Strange, the only time I ever burned rice was in the microwave, when pan cooking it always comes out just right for me. I don't think I have special saucepans or anything like that.


----------



## peeyaj (Nov 17, 2010)

Here's a protip.

In measuring the quantity of water in cooking rice, extend your index finger on the rice with water. The water should be on the first line of your index finger (about an inch). If it did not meet the line, add water and if it is over the line, remove the excess water. You will now have a tender and well cooked rice..


----------



## mamascarlatti (Sep 23, 2009)

peeyaj said:


> Here's a protip.
> 
> In measuring the quantity of water in cooking rice, extend your index finger on the rice with water. The water should be on the first line of your index finger (about an inch). If it did not meet the line, add water and if it is over the line, remove the excess water. You will now have a tender and well cooked rice..


That's my method, a little more for brown.


----------



## hawk (Oct 1, 2007)

I love rice! We like to poke little skewers in each grain and roast over an open fire......................Of course I am joking !!


----------



## starthrower (Dec 11, 2010)

You don't want an inch of water using a rice cooker. You'll end up with mush.


----------



## moody (Nov 5, 2011)

Crudblud said:


> Is cooking rice so difficult for you people that you need a special apparatus to do it?

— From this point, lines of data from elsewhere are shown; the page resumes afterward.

PR #7784, opened 2026-06-15
test(e2e): drop waitForLoadState('networkidle') from helpers

talissoncosta:

## Changes

Another intermittent E2E failure on the production deploy gate, distinct from the boot deadlock (#7776) and the permission write-race (#7782). Here the app is fully booted and on the right page, but `page.waitForLoadState('networkidle')` times out after 20s.

The dashboard loads HubSpot, LinkedIn, Google Ads and Chargebee scripts that fire tracking pixels and polling indefinitely, so the network never goes idle for 500ms and `networkidle` can't resolve regardless of whether the page is ready. Playwright explicitly discourages `networkidle` for this reason.

All four uses in the helpers (`gotoTraits`, the role-assignment helper, `createEnvironment`, `createTag`) were immediately followed by a concrete element wait — the real readiness signal — so the `networkidle` calls are redundant as well as flaky. Removed all four.

Observed the timeout in two captured failures (`gotoTraits` line 231 in environment-permission-test, and `createTag` line 915 in flag-tests), both with a fully-rendered page in the snapshot. Confirmed each removed call is followed by a deterministic `waitForElementVisible`/`waitFor` that already gates readiness.

### DIFF
--- a/frontend/e2e/helpers/e2e-helpers.playwright.ts
+++ b/frontend/e2e/helpers/e2e-helpers.playwright.ts
@@ -228,7 +228,6 @@ export class E2EHelpers {
     const userRow = this.page.locator('[data-test^="user-item-"]').filter({ hasText: identifier }).first();
     await userRow.waitFor({ state: 'visible', timeout: LONG_TIMEOUT });
     await userRow.locator('a').first().click();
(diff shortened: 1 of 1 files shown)


talissoncosta:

Why take a chance if you've visitors coming ?


----------



## moody (Nov 5, 2011)

Lenfer said:


> Thanks everyone, I have missed you lot.
> 
> I'm quite a good cook I just can't do brown rice. It always comes out unedable no matter how long I leave it to soak over night etc. Thank you *Amfibius* I will buy a cheaper model to try first before thinking about one of the fancy ones.
> 
> That sounds really nice *Krummhorn* I will have to try that, I love jasmisie especially in tea.

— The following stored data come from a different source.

PR #7789, opened 2026-06-16
feat(Feature Lifecycle): Update API with feature lifecycle info

### LINKED ISSUE #7433: Improve API support for feature lifecycle dashboard

We want to make feature lifecycle GA, the current solution stitched endpoints together in a way that's not viable for production 

Image

There are 2 data points we need to solve here: 

 1. The summary information for the counts against each lifecycle status (e.g. `/api/v1/projects/:id/features/lifecycle-status-counts`
 2. The list of features within each status. 

I suggest that these should be 2 separate endpoints to simplify the querying on the database. 

For the second piece, I suggest that we add a `lifecycle_stage` query parameter to the `/api/v1/projects/:id/features` endpoint, which should take the values `NEW`, `PERMANENT`, etc. 

This approach (versus those defined in the alternatives below) means that the functionality is kept isolated from the rest of the application, and that we get a realtime view of the statuses when viewing the page. 

- Using current tagging system (see history of this issue for more context). While this seems like a good solution, and perhaps a future option, the concern is that it requires us to catch all events that should move a flag between lifecycles. It could result in flags becoming out of sync with their actual state. 
- We could have dedicated fields against the flags that represent lifecycle but it feels like tags make way more sense since we can filter and see those in a way that makes the most sense for the solution. This also suffers from the same issue as tags with regards to synchronisation. 

### Additional context

_No response_

emyller:

## Changes

Closes https://github.com/Flagsmith/flagsmith/issues/7433

1. Introduces a new endpoint (also to MCP) `/api/v1/environments/{environment}/feature-lifecycle-counts/`
    ```json
    {
      "NEW": 475,
      "LIVE": 734,
      "PERMANENT": 190,
      "STALE": 374,
      "NEEDS_MONITORING": 30,
      "TO_REMOVE": 197
    }
    ```
1. Adds new query params to the existing `GET /api/v1/projects/{project_pk}/features/` (list):
    - `lifecycle_stage`: one of _stages_ below; requires `environment`.
1. Adds a new attribute `lifecycle_stage ` to the above list endpoint, and also to `.../{feature_id}` (retrieve), also carrying one of _stages_ below.

**Stages** logical propositions are as follows:

| State | Condition |
| --- | --- |
| `PERMANENT` | `has_permanent_tag` |
| `LIVE` | `~has_permanent_tag AND ~has_stale_tag AND  has_code_references` |
| `NEW` | `~has_permanent_tag AND ~has_stale_tag AND ~has_code_references` |
| `STALE` | `~has_permanent_tag AND has_stale_tag AND has_code_references` |
| `NEEDS_MONITORING` | `~has_permanent_tag AND has_stale_tag AND ~has_code_references AND evaluated_recently` |
| `TO_REMOVE` | `~has_permanent_tag AND has_stale_tag AND ~has_code_references AND ~evaluated_recently` |

- New tests
- Will gradually roll out in production and collect perf data
- LLM-assisted benchmarking (does **not** represent production):

```yaml
method: synthetic data, InfluxDB analytics backend, local Docker (indicative)
baseline: main's list/detail query path (already annotates code-refs), no lifecycle

small_project:        # 1K flags, 200 in use
  influxdb_query: ~80ms
  feature_list:
    baseline_main: ~2ms
    pr_no_stage_filter: ~40ms
    pr_filtered_by_stage: ~85ms
  feature_detail:
    baseline_main: ~1ms
    pr_with_lifecycle: ~35ms
  stage_counts_endpoint: ~55ms   # new in PR, no baseline

stress_test:          # 30K flags, 600 in use — deliberate worst-case
  influxdb_query: ~120ms
  feature_list:
    baseline_main: ~8ms
    pr_no_stage_filter: ~0.12s
    pr_filtered_by_stage: ~0.45s
  feature_detail:
    baseline_main: ~1ms
    pr_with_lifecycle: ~70ms
  stage_counts_endpoint: ~0.35s
```

## How to review

Reviewing is easier if you split:

- [Part 1](https://github.com/Flagsmith/flagsmith/pull/7789/changes/fa6c72b9041485e2062e90c072b9ad5144a4cde8): InfluxDB API refactor (to enable tests) — it revealed we need to rewrite it, or maybe invest in something else.
- [Part 2](https://github.com/Flagsmith/flagsmith/pull/7789/changes/9326c3d0b9e4be5062ffa5c55d17dbe043f2d261..450a2c65f82de60aaa01e3cc4f35b044c3fe8342#diff-67dca7deb92a89f854a5a6643d1ec13127bac6c3b0d70609242e3379015ed74e): Feature Lifecycle stage counts API (to feed the count badges in the sidebar.
- [Part 3](https://github.com/Flagsmith/flagsmith/pull/7789/changes/5ed1952c0224f3b381b3dda12576d317c5ea7c8b..bc4570dbc540017c0d19b6ffd55fc99e7b1f1822): Extend the feature list and retrieve endpoints with lifecycle stage information.
- [Part 4](https://github.com/Flagsmith/flagsmith/pull/7789/changes/c54b9fdc1fa869d35da676d76091bc794b4415bb): Add filter by lifecycle stage capability to the feature list endpoint.


manos-saratsis:

**0** critical · **1** warnings across 3 agents on `feat/feature-lifecycle-api-endpoints` (76de9b7)

|---|---|---:|---:|---:|
| 🧪 Code Quality | ✅ done | 0 | 1 | 97 |
| 🛡️ Security | ✅ done | 0 | 0 | 97 |
| 📋 Compliance | ✅ done | 0 | 0 | 88 |

### Top findings
- 🔴 **Security** — Flux Query Injection via Unsanitized String Interpolation `api/app_analytics/influxdb_wrapper.py:125`
- 🟠 **Code Quality** — Hardcoded retention days constant with unclear value `api/projects/code_references/services.py:104`
- 🟠 **Compliance** — No structured audit logging for feature flag data access and mutation operations `api/features/views.py:179`
- 🟠 **Compliance** — No Audit Trail for Sensitive Data Access in Analytics Module `api/app_analytics/influxdb_wrapper.py:141`
- 🟠 **Compliance** — Sensitive InfluxDB Query Logged in Plain Text at Debug Level `api/app_analytics/influxdb_wrapper.py:132`

[View full report on Dromeas →](https://dromeas.ai/product/pr-review/8322355b-98ef-4073-8f4b-8ece22268a21)

docs/docs/integrating-with-flagsmith/_mcp-tool-catalogue.md
```diff
@@ -16,6 +16,7 @@
 | `get_feature_external_resources`           | Retrieves external resources linked to the feature flag.                                                                                                                                                                                     |
 | `get_feature_flag`                         | Retrieves detailed information about a specific feature flag.                                                                                                                                                                                |
 | `get_feature_health_events`                | Retrieves feature health monitoring events and metrics for the project.                                                                                                                                                                      |
+| `get_feature_lifecycle_counts`             | Retrieves the count of features in each lifecycle stage (new, live, stale, permanent, needs_monitoring, to_remove) for the specified environment.                                                                                            |
```
khvn26: nit: Slop

```suggestion
| `get_feature_lifecycle_counts`             | Retrieves the count of features in each lifecycle stage for the specified environment.                                                                                            |
```

api/app_analytics/types.py
```diff
@@ -27,6 +28,11 @@
 ]
 
 
+class DownsampleSize(StrEnum):
+    SHORT_TERM = "15m"
+    LONG_TERM = "1h"
```
khvn26: nit: I don't think the neat naming warrants the indirection, unless we're set to use "short term" and "long term" elsewhere, i.e. the UI. 

```suggestion
    15M = "15m"
    1H = "1h"
```

Also, I'd prefer `Literal` oven an enum.

api/features/feature_lifecycle/views.py
```diff
@@ -0,0 +1,59 @@
...
+        environment = get_object_or_404(Environment, pk=environment_pk)
+        if not request.user.has_environment_permission(VIEW_ENVIRONMENT, environment):  # type: ignore[union-attr]
+            return Response(status=403)
+
+        features = annotate_feature_queryset_with_lifecycle_stage(
+            environment.project.features.all(),
+            environment,
+        )
+
+        counts = features.values("lifecycle_stage").annotate(count=Count("pk"))  # type: ignore[misc]
```
khvn26, line 47: Do you think it would make sense to add a Prometheus histogram here to expose the query latency measurements?

api/features/serializers.py
```diff
@@ -456,10 +463,17 @@ class FeatureSerializerWithMetadata(MetadataSerializerMixin, CreateFeatureSerial
         read_only=True,
     )
 
+    # NOTE: This field is populated by `features.feature_lifecycle.services.annotate_feature_queryset_with_lifecycle_stage`.
+    lifecycle_stage = serializers.ChoiceField(
+        choices=list(LifecycleStage),
+        read_only=True,
+    )
```
khvn26, line 470: 1. Do we have an idea of how this will affect influx usage in SaaS prod?
2. Do we have an idea of the latency hit for the dashboard?

api/app_analytics/services.py
```diff
@@ -31,3 +38,63 @@ def track_usage_by_resource_host_and_environment(
...
+    environment: Environment,
+    since: datetime | None = None,
+) -> list[str]:
+    # NOTE: Neighbour buckets may bleed depending on `since`
+    buckets = FeatureEvaluationBucket.objects.filter(
+        environment_id=environment.pk,
+        bucket_size=constants.ANALYTICS_READ_BUCKET_SIZE,
+        created_at__gte=since,
+        total_count__gt=0,
+    )
```
khvn26, line 71: This is currently a seq scan. Do we need to add an index to `FeatureEvaluationBucket`?

api/features/views.py
```diff
@@ -261,8 +265,14 @@ def get_queryset(self):  # type: ignore[no-untyped-def]
...
 
         if environment_id:
-            page = self.paginate_queryset(queryset)
             self.environment = Environment.objects.get(id=environment_id)
+            if is_feature_lifecycle_enabled(project.organisation):
+                queryset = annotate_feature_queryset_with_lifecycle_stage(
+                    queryset, self.environment
+                )
+                if lifecycle_stage := query_data.get("lifecycle_stage"):
+                    queryset = queryset.filter(lifecycle_stage=lifecycle_stage)
```
khvn26, line 274: I think ideally this needs to happen _after_ `paginate_queryset`.

khvn26 (commented):
The code was pretty easy to read through, good job. Just a handful of questions/comments.

api/app_analytics/types.py
emyller: Honestly I invented short and long _terms_ because `15M =` spawns a syntax error. Perhaps too ambitious to give old things new names... Tried to improve in a9273d0b5cdbcaaf11cf647bef99da611a8ec3b0.

> Also, I'd prefer Literal oven an enum.

I'd rather keep the enum to favour typing across this patch. Let me know why you'd prefer `Literal` though — I'm curious. 🤔

api/features/serializers.py
emyller: No I don't have numbers for SaaS prod. The plan is to gradually roll this out to a few who're interested in trying it out, and collect real metrics.

On my local benchmarking, added latency is negligible (30K features + simulated usage + code references).

khvn26: Can you add the results to the PR description? This is a fairly critical path I expect us to include in our SLOs someday.

api/app_analytics/services.py
emyller: Maybe... A bit of scope creep but I added 2d75b64f326549825e8e83249c234c808d1be4a8 since it's low-cost in _effort_ — both evaluation and usage buckets are often queried for by `created_at`.

I wonder though if adding either index here may cause a sudden spike in db storage for certain self-hosted customers? 🤔 

Please cast a vote.

api/features/views.py
emyller: I think the order must be filter then paginate, or am I missing your point? 👀

api/features/feature_lifecycle/views.py
emyller: Good question, I am not Prometheus-savvy enough to share a solid opinion.

If anything, I think I'd be interested in seeing how each _portion_ contributes to the end result, in **each** of the three scenarios: count (this view), feature list, and feature detail:

1. How long it takes to obtain usage info (from Postgres or Influx)
3. How long it takes to evaluate the coderefs-annotaged + stage-annotated queryset

I'd assume HTTP metrics (URL-based) + existing telemetry in Sentry would allow looking at performance data but please advise.

api/app_analytics/types.py
khvn26: It doesn't matter as much in the AI age, but I always liked how `Literal` doesn't force you to import it in order to use it, and reap (most of) the same benefits enums provide. It's one of the cases where strict typing allows us to enforce guarantees typecheck-time while keeping runtime lean. These values are not part of any schema and don't cross domain boundaries so `Literal` works well here.

I'm happy with a9273d0 anyway.

api/features/feature_lifecycle/views.py
khvn26: > If anything, I think I'd be interested in seeing how each portion contributes to the end result

That's fair — perhaps we should invest in setting up proper datastore for traces, or figure out acceptable Sentry sample rates to make sure Sentry-based tracing is always on for us.

> I'd assume HTTP metrics (URL-based) + existing telemetry in Sentry would allow looking at performance data

In current Sentry setup, it'll be a bit hard, if at all possible, to filter out dashboard requests that include feature lifecycle enrichment. However, the p95/p99 HTTP route metrics will be a good proxy for this, IMO. I'm happy to proceed without a dedicated metric for now, as long as we keep an eye on the performance proactively 👍

api/app_analytics/services.py
khvn26: I don't think this index will pose an improvement — `(environment_id, bucket_size, created_at)` oughta do it, IMO.

It slipped my mind though that we have a default retention of 90 days so neither my perf concern nor your storage concern are pressing. My vote is to revert 2d75b64, and revisit this when (if) this becomes a real problem.

api/features/views.py
khvn26: Right, good call — we'd get uneven pages otherwise.

api/features/feature_lifecycle/views.py
emyller: Please do suggest any interesting metrics if you think of any — I'd be happy to introduce them. :)

Also, setting sample rate to 1.0 on a specific URL seems possible.

api/features/serializers.py
emyller: Done!

emyller: I suppose it's obvious to expect we'll need to learn from observation and tweak as needed. I deem current numbers are not perfect, but I'd rather not try to optimise early.

api/app_analytics/services.py
emyller: fc975b18d87faf6b9644db39418c5e88614e9b84 ✅

khvn26 (approved):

This is Thai type rice and different from basmati altogether.


----------



## kv466 (May 18, 2011)

Coming from a Latino background, I eat rice far too much for my own good but there are so many meals that I couldn't have without it. My favorite rice is sticky and cooked on a stove-top but like Fibi said, it is quite useful when you're cooking lots of stuff using up your whole top or if you just wanna set it and forget it.


----------



## science (Oct 14, 2010)

I am a believer in the rice cooker. Call it laziness. I also own a toaster.


----------



## starthrower (Dec 11, 2010)

Crudblud said:


> Is cooking rice so difficult for you people that you need a special apparatus to do it?

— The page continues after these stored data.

Issue #3035, opened 2025-03-04
[Bug] Currency purge


alfw:
### Is there an existing issue for this?

- [x] I have searched the existing issues

### Current Behavior

When trying to purge a currency it dose noting.  When checking logs it tries to purge undefined.

### Expected Behavior

Not return undefined as id when trying to purge.

### Steps To Reproduce

Open Devtools  then go to currency -> select a currency -> try to purge it. Check console

### Version

Dev v5 branch - commit: 575762f

### What operating system are you using Firebot on?

Windows 11

### Relevant log output

```shell
Devtools: 
INFO Purging currency with id undefined
```

### Contact Details (Optional)

alfw

alfw:
I already have a pending local branch with the fix for this.

PR #3037, opened 2025-03-04
fix(Currency purge)

alfw:
### Description of the Change
Removed ``.id`` so it get the actual id.

### Applicable Issues
#3035

### Testing
Purged a test currency and it's no longer returning undefined and actual purge it


CaveMobster (approved):
Awesome, thank you for fixing this!

Issue #3086, opened 2025-04-06
[Bug] Conditional Effect Conditions Using Zero Display as [Not Set]


phroggster:
### Is there an existing issue for this?

- [x] I have searched the existing issues

### Current Behavior

Numeric conditions in Conditional Effect preview as [Not Set].
![Image](https://github.com/user-attachments/assets/e2f24001-dc8a-4c6e-a872-4b76310beb36)

### Expected Behavior

The effect condition preview to appear as `0` instead of `[Not Set]`.

### Steps To Reproduce

1. Add a Conditional Effect somewhere.
2. Add a numeric condition (e.g. "Command Args Count") with an expected value of `0`.
3. Save the condition.

### Version

v5.64.0-beta-1

### What operating system are you using Firebot on?

Windows 10

### Relevant log output

```shell

```

PR #3087, opened 2025-04-06
fix(effects): Condition of 0 was displaying as [Not Set] (#3086)

phroggster:
### Description of the Change

- Condition values of literal zero no longer show `[Not Set]` in the overview.
- This was overlooked in #2986, but existed prior to it.

### Applicable Issues

#3086

### Testing

Tested numerous ways to potentially break it, some with absolutely atrocious conditions, and all appeared fine.

### Screenshots

args count zero after

### DIFF
--- a/src/gui/app/directives/conditional-effect/conditionDisplay.js
+++ b/src/gui/app/directives/conditional-effect/conditionDisplay.js
@@ -47,7 +47,7 @@
 
                 function getRightSideValueDisplay() {
                     return $q(async (resolve) => {
-                        if ($ctrl.condition == null || $ctrl.condition.rightSideValue == null || $ctrl.condition.rightSideValue === "") {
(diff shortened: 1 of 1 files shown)


src/gui/app/directives/conditional-effect/conditionDisplay.js
```diff
@@ -73,19 +73,19 @@
 
                 $ctrl.$onInit = function() {
                     getRightSideValueDisplay().then((value) => {
-                        $ctrl.rightSideValueDisplay = value || "[Not Set]";
+                        $ctrl.rightSideValueDisplay = value !== null && value !== undefined ? value : "[Not Set]";
```
ebiggz, line 76: This works just fine. But note that a single `value != null` check would be sufficient as it only checks null and undefined, it's not a full falsey check (that would catch 0).

ebiggz (approved):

That's not the reason for using a rice cooker. You can be preparing other food while the rice cooks, and the rice cooker preserves the rice you don't consume in one meal.


----------



## Amfibius (Jul 19, 2006)

Ah, well I don't own a toaster  The problem is that the garlic tends to fall off those vertical toaster things. Whenever I need to toast, I put bread in the oven.


----------